Dabei ist die Entwicklung tiefergehend, die Abkehr der Menschen drastischer als bislang beschrieben. Die populistische Revolte kündigte sich bereits frühzeitig an. Seit den späten 1970er Jahren hat sich vor allem die Linke, die einst organisch mit der Arbeiterklasse verbunden war, zu einer zentristischen, technokratischen Bewegung entwickelt. Sie hat sich nicht nur psychisch von der Arbeiterklasse entfernt, sondern eine gesellschaftspolitische Transformation eingeleitet, die den Werten und Lebensweisen der einfachen Menschen aktiv feindlich gegenübersteht. Doch auch der konservative Gegenpart in Gestalt der christdemokratischen Parteien vermochte es nicht, sich gegen den Zeitgeist der Massendemokratie zu stellen.

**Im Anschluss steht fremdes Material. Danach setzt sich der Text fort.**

PR #4297, opened 2025-01-29
fix: race condition when registering grpc types

### LINKED ISSUE #3961: gRPC using reflect race on registering types
### Brief summary

We have tests that use `constant-arrival-rate` executor against a number of grpc applications.  We are using reflection.  Most of these run fine.  Against some applications, we occasionally receive a panic:

```
panic: proto: message proto.com.XXXXX.XXXXX.XXXXX.MyService1 is already registered
```
This is not completely deterministic.  However, for applications where it occurs, the probability increases as we increase `rate`.

As a workaround we are switching these tests to `ramping-arrival-rate`, but ideally we would like to be able to use `constant-arrival-rate`.

(I've obfuscated actual host and service names in all output)

### k6 version

v0.53.0 

### OS

Mariner 2.0.20240628

n/a

version:

```
$ k6 --version
k6 v0.53.0 (go1.23.1, linux/amd64)
Extensions:
  github.com/grafana/xk6-sql v0.4.1, k6/x/sql [js]
  github.com/mostafa/xk6-kafka v0.27.0, k6/x/kafka [js]
  github.com/thotasrinath/xk6-couchbase v0.0.8, k6/x/couchbase [js]
```

OS:
```
$ cat lsb-release 
DISTRIB_ID="Mariner"
DISTRIB_RELEASE="2.0.20240628"
DISTRIB_CODENAME=Mariner
DISTRIB_DESCRIPTION="CBL-Mariner 2.0.20240628"

$ cat mariner-release 
CBL-Mariner 2.0.20240628
MARINER_BUILD_NUMBER=baf1849

$ uname -a
Linux XXXX-XX999.XXX.XXXX.com 5.15.160.1-1.cm2 #1 SMP Fri Jun 28 10:31:37 UTC 2024 x86_64 x86_64 x86_64 GNU/Linux
```

Simple test script.   See attached for script and output from several runs.  Note the panic line may show different grpc endpoints, it doesn't always show the same one (I gather this is related to reflection).

```
$ /path/to/k6/intel/k6 run   /tmp/XXXXX/k6.js  

          /\      |‾‾| /‾‾/   /‾‾/   
     /\  /  \     |  |/  /   /  /    

     execution: local
        script: /tmp/XXXXX/k6.js
        output: -

     scenarios: (100.00%) 1 scenario, 50 max VUs, 35s max duration (incl. graceful stop):
              * constant-qps: 20000.00 iterations/s for 5s (maxVUs: 50, gracefulStop: 30s)

WARN[0000] Insufficient VUs, reached 50 active VUs and cannot initialize more  executor=constant-arrival-rate scenario=constant-qps
panic: proto: message proto.com.XXXX.XXXX.XXXX.SomeServiceName is already registered
```

### Expected behaviour

Test executes.

### Actual behaviour

See attached output files.
 [k6.js.txt](https://github.com/user-attachments/files/17048244/k6.js.txt)
[k6.out.1.txt](https://github.com/user-attachments/files/17048247/k6.out.1.txt)
[k6.out.2.txt](https://github.com/user-attachments/files/17048246/k6.out.2.txt)
[k6.out.3.txt](https://github.com/user-attachments/files/17048245/k6.out.3.txt)

abemedia:
## What?

Adds a mutex to avoid race condition when registering proto types. 

## Why?

When registering proto types we first check if they exist. With multiple tests running concurrently the check could result in false for multiple tests which then simultaneously try to register the type, resulting in the following error:

```
panic: proto: message XXX is already registered
```
See the following issue:
- #3961

## Checklist

## Related PR(s)/Issue(s)

Closes #3961


oleiade:
Hi @abemedia 👋🏻 

Apologies for coming back to this real late 🙇🏻 

We appreciate your PR, however, I'm not super satisfied with the current solution this PR brings to the issue #3961. The main reason for it is because it relies on a global variable mutex to address it; which, I find is not a great practice. The mutex is a good idea, the locking/unlocking too, but my main issue with the current approach is that the mutex should live somewhere else if possible.

It turns out this is a somewhat common pattern in k6, as we spawn concurrent VUs, and often need to provide guarantees of concurrent access. Thus, if we keep the mutext approach, I would prefer to try and make the mutex  live in the `RootModule` as defined in the `grpc.go` instead, and ensure that we cascade the locking logic down to where it's meant to be used: that might imply the grpc Client to keep a reference to the module somehow too.

Otherwise, just an intuition, but I wonder if maybe `sync.Once` might turn out to be a somewhat functional approach in this situation too?

Finally, if possible, it would be great to be able to test this, if possible, and I acknowledge that might be tricky. But I'm definetly not terribly well versed in gRPC; so this might be a stab in the dark.

@inancgumus any other ideas/approaches/suggestions? 😸 

Hope this is helpful, and let us know if you have any further questions, or need further support with this PR 🙇🏻

inancgumus:
> @inancgumus any other ideas/approaches/suggestions? 😸

@oleiade I agree with everything you mentioned 🤝 For the `RootModule` approach, the k6 browser module follows a similar method. @abemedia, you can find details about this approach [here](https://github.com/grafana/k6/blob/e8e93e5a004b89747e620a63f229d7fda63a693b/internal/js/modules/k6/browser/browser/module.go#L33-L43). Thanks for your contribution 🙇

Erlebt einen rasanten Aufstieg: Nigel Farage führt mit seiner Reform UK die Umfragen an.
Die „Radikalen der Mitte“ kommen
Schon 1976 beschrieb der US-Soziologe Donald I. Warren einen Typus der Zukunft, der in den ausdifferenzierten Gesellschaften des Westens heutzutage umso greifbarer wird: die „Middle American Radicals“ („Radikale Amerikaner aus der Mitte“). Übersetzt in die gegenwärtige westliche Welt: der „Radikale der Mitte“. Dieser Typus, entstanden unter den Bedingungen des Massenzeitalters, meint im Wesentlichen einen „weißen Wähler mit mittlerem Einkommen“ (wobei die Tendenz nach unten zeigt), häufig ohne Hochschulabschluss, der sich als Teil einer ausgebeuteten und enteigneten Gruppe betrachtet. Er sieht sich von einer sinnvollen politischen Teilhabe ausgeschlossen, fühlt sich gedemütigt, lächerlich gemacht. Vor allem aber erkennt er eine kalte Ignoranz von Seiten der Medien oder des Bildungswesens für seine Anliegen.

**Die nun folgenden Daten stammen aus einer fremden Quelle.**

PR #4298, opened 2025-01-30
Unit tests for config file operations

codebien:
## What?

It adds a series of unit tests to cover operations on the config file on disk storage.   

## Why?

It creates a safer context for applying changes for #2508


internal/cmd/config_test.go
```diff
@@ -202,3 +206,199 @@ func TestDeriveAndValidateConfig(t *testing.T) {
...
+	conf := []byte(`bad json format`)
+	defaultConfigPath := ".config/loadimpact/k6/config.json"
+	require.NoError(t, fsext.WriteFile(memfs, defaultConfigPath, conf, 0o644))
+
+	gs := &state.GlobalState{
+		FS:    memfs,
+		Flags: state.GetDefaultFlags(".config"),
+	}
+	_, err := readDiskConfig(gs)
+	require.ErrorContains(t, err, "couldn't parse")
```
inancgumus, line 308: We can also compare the error type instead of string matching (since we wrap the error in the code), but it's also fine as it is:

```suggestion
	var serr *json.SyntaxError
	assert.ErrorAs(t, err, &jerr)
```

internal/cmd/config_test.go
```diff
@@ -202,3 +206,199 @@ func TestDeriveAndValidateConfig(t *testing.T) {
...
+	}
+
+	c := Config{
+		WebDashboard: null.BoolFrom(true),
+		Options: lib.Options{
+			Cloud: []byte(`invalid-json`),
+		},
+	}
+	err := writeDiskConfig(gs, c)
+	assert.ErrorContains(t, err, "json: error")
```
inancgumus, line 403: Same suggestion from before:

```suggestion
	var serr *json.SyntaxError
	assert.ErrorAs(t, err, &jerr)
```

inancgumus (approved):
LGTM 👍 I'd group some tests into table tests, but it's a matter of style.

codebien:
>I'd group some tests into table tests, but it's a matter of style.

@inancgumus my feeling is that there are differences between tests that will make readability worst if we are going to do that as table tests. I can do a refactor attempt in a dedicated pull request, but I'll look into it after we merged https://github.com/grafana/k6/pull/4301 :+1:

mstoykov (approved):

oleiade (approved):

PR #4301, opened 2025-01-30
New default path for config file

codebien:
## What?

It changes the default path for config file to `.config/k6/config.json` from the legacy `loadimpact` version.

## Why?

Check https://github.com/grafana/k6/issues/2508

## Related PR(s)/Issue(s)

Closes https://github.com/grafana/k6/issues/2508


internal/cmd/config.go
```diff
@@ -303,3 +335,34 @@ func validateScenarioConfig(conf lib.ExecutorConfig, isExecutable func(string) b
...
+
+// migrateLegacyConfigFileIfAny moves the configuration file from
+// the old default `~/.config/loadimpact/...` folder
+// to the new `~/.config/k6/...` default folder.
+func migrateLegacyConfigFileIfAny(gs *state.GlobalState) error {
+	fn := func() error {
+		legacyFpath := legacyConfigFilePath(gs)
+		if _, err := gs.FS.Stat(legacyFpath); errors.Is(err, fs.ErrNotExist) {
+			return nil
+		} else if err != nil {
```
inancgumus, line 347: No need for `else if` here.

internal/cmd/config.go
```diff
@@ -151,6 +151,28 @@ func readDiskConfig(gs *state.GlobalState) (Config, error) {
 	return conf, nil
 }
 
+func legacyConfigFilePath(gs *state.GlobalState) string {
+	return filepath.Join(gs.UserOSConfigDir, "loadimpact", "k6", "config.json")
+}
```
inancgumus, line 156: Why is this a function? It seems it was used only once.

internal/cmd/config.go
```diff
@@ -303,3 +335,34 @@ func validateScenarioConfig(conf lib.ExecutorConfig, isExecutable func(string) b
 	}
 	return nil
 }
+
+// migrateLegacyConfigFileIfAny moves the configuration file from
+// the old default `~/.config/loadimpact/...` folder
+// to the new `~/.config/k6/...` default folder.
+func migrateLegacyConfigFileIfAny(gs *state.GlobalState) error {
```
inancgumus, line 342: Can this be a part of `readDiskConfig` (e.g., calling this function from readDiskConfig)? Do we need to know the details of how we're getting the config file?

inancgumus (dismissed):
LGTM 👍 Feel free to skip my suggestions if they don't make sense.

internal/cmd/config.go
```diff
@@ -187,10 +209,20 @@ func readEnvConfig(envMap map[string]string) (Config, error) {
...
+			return conf, errext.WithExitCodeIfNone(err, exitcodes.InvalidConfig)
+		}
+	} else if err != nil {
 		return conf, errext.WithExitCodeIfNone(err, exitcodes.InvalidConfig)
+	} else {
+		gs.Logger.Warn("The configuration file has been found on the old path. " +
+			"Please, run again `k6 cloud login` or `k6 login` commands to migrate to the new path. " +
+			"If you already migrated it manually, then remove the file from the old path.\n\n")
 	}
+
```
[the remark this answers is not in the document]
codebien: >gocritic is right here.

I don't see how. We have to dump the warning line only if the file has been found AND it is legacy. I could reduce indentation by using `if err == nil` but I think it creates more complicated code instead of simplifying it.

>I'd also return Config{} instead of conf although we know it's an empty Config. The code currently reads like conf is not empty.

Done

internal/cmd/config.go
codebien: Good catch, it is now reused from the other part of the code where it is needed.

internal/cmd/config.go
codebien: Done

internal/cmd/config.go
```diff
@@ -186,17 +210,27 @@ func readEnvConfig(envMap map[string]string) (Config, error) {
...
+	if errors.Is(err, fs.ErrNotExist) { //nolint:gocritic
+		fileConf, err = readDiskConfig(gs)
+		if err != nil {
+			return Config{}, errext.WithExitCodeIfNone(err, exitcodes.InvalidConfig)
+		}
+	} else if err != nil {
+		return Config{}, errext.WithExitCodeIfNone(err, exitcodes.InvalidConfig)
+	} else {
+		gs.Logger.Warn("The configuration file has been found on the old path. " +
+			"Please, run again `k6 cloud login` or `k6 login` commands to migrate to the new path. " +
```
joanlopez, line 224:
```suggestion
			"Please, run again `k6 cloud login` commands to migrate to the new path. " +
```

As `k6 login` has been deprecated, I think it's better to not mention it. Right? 🤔

internal/cmd/config.go
```diff
@@ -303,3 +337,36 @@ func validateScenarioConfig(conf lib.ExecutorConfig, isExecutable func(string) b
...
+			return err
+		}
+
+		err = gs.FS.Rename(legacyFpath, gs.Flags.ConfigFilePath)
+		if err != nil {
+			return err
+		}
+
+		gs.Logger.Infof("Note, the configuration file has been migrated "+
+			"from old default path (%q) to the new version (%q).\n\n", legacyFpath, gs.Flags.ConfigFilePath)
```
joanlopez, line 365:
```suggestion
			"from the old default path (%q) to the new one (%q).\n\n", legacyFpath, gs.Flags.ConfigFilePath)
```

joanlopez (commented):
Overall it looks mostly fine, except for a few minor things I pointed out during the review.

However, I have the general doubt around when should we warn users and when should we perform the configuration migration. Isn't file disk configuration also used for other commands like `run`, `archive` or `cloud run`?

Why do we only consider it for `k6 cloud login`? 
Do users normally don't store anything beyond cloud configuration? 🤔

codebien:
Hey @joanlopez, thanks for reviewing :wave: 

>However, I have the general doubt around when should we warn users and when should we perform the configuration migration. Isn't file disk configuration also used for other commands like run, archive or cloud run?

I applied mostly what was suggested here https://github.com/grafana/k6/issues/2508#issuecomment-1111988506. It makes sense for me because it keeps the same operations' flows. k6 **writes** the config on `k6 login` operations, and it **reads** on all the others. I wouldn't break this principle, so it migrates (write) on `k6 login` and it warns (reads) on all the others.

In addition, re-reading Ned's comment, I realized I'm applying a reversed logic on the reading path, where we read before the legacy config and only after the new. But there isn't really a requirement for doing it, we can just directly read the new path and only if it doesn't exist then do an additional attempt on the legacy.

Does it make sense for you? The goal here is to provide the best UX so if you have any suggestion to improve it, I'm happy to evaluate them.

internal/cmd/config.go
codebien: If a user has a config file because it used `k6 login influxdb` but they don't have the Cloud they won't be able to migrate anymore. Do you think we should not support them?

internal/cmd/config.go
```diff
@@ -186,17 +210,27 @@ func readEnvConfig(envMap map[string]string) (Config, error) {
...
+		fileConf, err = readDiskConfig(gs)
+		if err != nil {
+			return Config{}, errext.WithExitCodeIfNone(err, exitcodes.InvalidConfig)
+		}
+	} else if err != nil {
+		return Config{}, errext.WithExitCodeIfNone(err, exitcodes.InvalidConfig)
+	} else {
+		gs.Logger.Warn("The configuration file has been found on the old path. " +
+			"Please, run again `k6 cloud login` or `k6 login` commands to migrate to the new path. " +
+			"If you already migrated it manually, then remove the file from the old path.\n\n")
```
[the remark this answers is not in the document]
codebien: I'm considering to reverse the flow, where we always check the new default before, and only eventually we check the old one. I didn't do that before because the code is a bit tricky in the current version because we are silencing the Not Found error. But I realized it's better to stretch a bit the code to fit it instead of yielding this cognitive load on the user.

internal/cmd/config.go
inancgumus: Nice 🎉

internal/cmd/config.go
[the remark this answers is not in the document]
inancgumus: The last change you made looks clear to me. Thanks.

codebien:
@inancgumus @joanlopez I have a doubt. During the migration, do you think should we delete the old directories (`loadimpact/k6`) or should we just leave them there to prevent any additional error?

internal/cmd/config.go
joanlopez: Mmm.. not sure. Let's leave it for now, then. Although I guess that `k6 login influxdb` will eventually disappear.

codebien:
Hey @inancgumus @joanlopez I've done most of the discussed changes, take another look, please. :pray: 
Make sure to test directly building the binary on your machines, as I'm not on OSX then we might discover bugs not visible to me on Linux.

inancgumus (approved):
LGTM 👍 It works on OS X 15.3, too.

joanlopez:
> LGTM 👍 It works on OS X 15.3, too.

Also tested on MacOS 15.3 and it also worked for me! 👍🏻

Er lehnt Masseneinwanderung und ausufernde Steuern ab, verlangt „Law & Order“. Doch zugleich hegt er großes Misstrauen gegenüber den kosmopolitischen Eliten der Großkonzerne und ist offen gegenüber einem „linken“ Sozialstaat. Über seiner Wut schwebt der Vorwurf: Der Staat begünstigt sowohl die Reichen als auch die Armen gleichermaßen. Und tatsächlich: Gerade die „woke“ Ideologie setzte bewusst auf eine Allianz zwischen der kapitalistischen, progressiven Elite und der stetig einwandernden Unterschicht. Vermeintlich fortschrittliche Milliardäre unterstützen die Forderungen der Abgehängten, und die Menschen mit mittlerem und geringem Einkommen, die jeden Tag aufstehen und sich zur Arbeit schleppen, müssen die Rechnung bezahlen.

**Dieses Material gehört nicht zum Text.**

Issue #4139, opened 2024-12-19
Secrets Source extensions


mstoykov:
## What?

Implement a way to get secrets from extensible sources and hide them in logs.

This is implementation proposal for https://github.com/grafana/k6/issues/3207 

#### Configuration

new cli flag `--secret-source` to add a secret source to k6. 

Which takes a secret source name, and identifier and additional configuration.
`--secret-source=sourcename=identifier,option1=value1,option2=value2`

### JS API

(the exist import is under consideration)

```javascript
import secrets from "k6/secrets";  
  
export default async () => {  
    const my_secret = await secrets.get("my_secret"); // get from 1 secret source if only 1, exception if more than 1 secret source or if no secret sources
    console.log(my_secret);  
}
```

```javascript
import secrets from "k6/secrets";  
  
export default async () => {  
    const my_secret = await secrets.source("identifier").get("my_secret"); // get secret from a source with the provided identifier
    console.log(my_secret);
}
```

No other functionality is currently planned.

### Go implementation details

Pluggable similar to output and js extensions. With minimal configuration.

Centralized log sanitization - k6 will see each secret passing and will start sanitizing logs for those values it has seen. This does mean that secret sources have less responsibilities and it is less likely for bugs.

##### File based on
This is mostly for ease of use for development, but it just reads a text file with key=value pairs

##### REST API based on
For now very simple one with a url + headers, potentially with templating for the *key* of the secret requests. Potentially other options later

PR #4514, opened 2025-02-05
Secret Source Implementation

mstoykov:
## What?

Adds an extensible secret sources. Basically #4139 but without http secret source as that turned out to have too many configuration problems. But it has a mock secret source which basically gets them form the cli arguments - probably should be renamed.

Usage:

```javascript
import secrets from "k6/secrets";

export default async () => {
	const my_secret = await secrets.get("cool"); // get secret from a source with the provided identifier
	console.log(my_secret);
	await secrets.get("else"); // get secret from a source with the provided identifier
	console.log(my_secret);
}
```

```
go run . run --secret-source=mock=cool=some,else=source script.js
```
image

or with a secret file:

```
cool=some
else=source
```

```
go run . run --secret-source=file=file.secret script.js
```

The extension points are under ./secretsource and mostly around the `Get` method which gets a secret and returns it.

The rest of k6 makes certain to not request it again and redact it from logs.

TODO:
- [x] Should we throw an exception or return `undefined` on errors, or at least on not found secrets. I currently think having an exception lets sources have specific errors potentially helping with debugging. But maybe logging the error is good enough :shrug: 
- [X] Multiple secret sources is almost done but not quite
- [X] Unit Tests and likely some integration ones will be nice - although I do plan to add some more.
- [ ] ~Have HTTP secret source? Maybe for later version~ this seems to have way too many moving pieces to be a good idea for first versions
- [ ] Configuration currently only happens from CLI flags which might not be ideal ~~and is definitely problematic as `,` is special, so you need ot use some other character for separation like `:` in the mock configuration.~~
- [x] Having `Name` be parsed by the internal parts *before* we actually make the secret source
- [x] Having a way to define a Default secret source when named ones are also possible.
- [ ] Some Benchmarks will be nice
- [X] Docs of any kind  
- [x] Moving to `k6/secrets` seems like a better idea - both easier to track if it used, but also will stop adding stuff to `"k6"` a module that mostly has stuff that ... are not great.
- [ ] usage statistics on used secret source
- [ ] Use Description and log which secret sources are used a kin to outputs

## Checklist

### DIFF
--- a/cmd/state/state.go
+++ b/cmd/state/state.go
@@ -14,7 +14,9 @@ import (
 
 	"go.k6.io/k6/internal/event"
 	"go.k6.io/k6/internal/ui/console"
+	"go.k6.io/k6/internal/usage"
 	"go.k6.io/k6/lib/fsext"
+	"go.k6.io/k6/secretsource"
 )
 
 const defaultConfigFileName = "config.json"
@@ -55,6 +57,9 @@ type GlobalState struct {
 
 	Logger         *logrus.Logger //nolint:forbidigo //TODO:change to FieldLogger
 	FallbackLogger logrus.FieldLogger
+
+	SecretsManager *secretsource.SecretsManager
+	Usage          *usage.Usage
 }
 
 // NewGlobalState returns a new GlobalState with the given ctx.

Das postbürgerliche Bewusstsein des zwischen die Mühlen geratenen „Radikalen der Mitte“ entspricht dabei weder den alten bürgerlich-konservativen noch den derzeit herrschenden universalistisch-liberalen Mustern. Insbesondere seine Auffassung vom Staat unterscheidet sich deutlich von der bürgerlich-konservativen Vorstellung eines Minimalstaates und von der linksliberalen Vorstellung des ausufernden Bürokratiestaates, der sich fortlaufend mit dem „Social Engineering“ der Gesellschaft befasst. Da das traditionelle bürgerliche Milieu sich altersbedingt verabschiedet, wird deutlich: Die „Radikalen der Mitte“ sind das soziale Gerüst, auf dem sich im Westen die aufkommende Anti-Establishment-Bewegung entfaltet.